As he sat on the uncomfortable couch his mother had talked him

into, one beer turned into two, and that turned into the third. The secret burned his insides like acid, and he wanted to tell someone. He wanted to talk about how he’d met someone he cared about. Why should it matter

that person was a guy? Why couldn’t anyone just be happy for him?

Simon flipped through the contacts on his phone, family and friends, as he tried to find someone who wouldn’t hate him for being gay.

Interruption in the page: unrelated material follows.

PR #5417, opened 2025-03-06
Migrate all routes from react-router to Vike routing

eikhr:
# Description

Time for another large refactoring PR! This one replaces `react-router` with the built-in file-system routing of Vike.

His thumb stopped on his sister, Rachel.

He sat for a moment, staring at the name. There was no picture

because he hadn’t seen his sister in person for more than five years, since she got sick of their mother’s interference and moved her kids to San

Diego. The time at the top of the phone screen read 10:03 p.m., which

meant it was only eight o’clock there. Before he could talk himself out of it or change the contact on the screen to call Julian instead, he pressed Call. Time and reality swirled in the haze of alcohol around him while he waited. She answered on the third ring.

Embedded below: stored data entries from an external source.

PR #5423, opened 2025-03-07
Fix publicly served abakus logo used in emails

eikhr:
# Description

The Abakus-logo image used in emails is fetched from https://abakus.no/185f9aa436cf7f5da598.png [(hardcoded for some reason)](https://github.com/webkom/lego/blob/9a862350574616afd9a1e4a26c8dc5a532ba428b/lego/templates/email/base.html#L228). I assume this was some hash generated by webpack. I added the logo in dark and light to the public assets, and a redirect from the old path.

---

Resolves ABA-1344


norbye (approved):
Looks good, though trying the vike approach might feel cleaner

norbye (approved):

“Simon? What’s wrong, what’s happened?” Rachel’s voice sounded

resigned, with a bit of fear laced in between the words.

“N…. Nothing is wrong. I can’t call my sister?”

“Simon,” Rachel sighed. “We talk once a year, at Christmas. We’re

not even friends on Facebook. Now, I have to help a nine-year-old build a model of the solar system out of wire and Styrofoam balls. Why don’t you tell me why you called?”

“I….”

The words froze in his throat. He sat on that ugly couch, surrounded

by the crap his mother had picked out, and looked at the picture on the

side table: Simon, his parents, both brothers, and his sister at his high school graduation. Even then, they had been growing apart, each of them

looking in a different direction, looking as if they wanted to escape.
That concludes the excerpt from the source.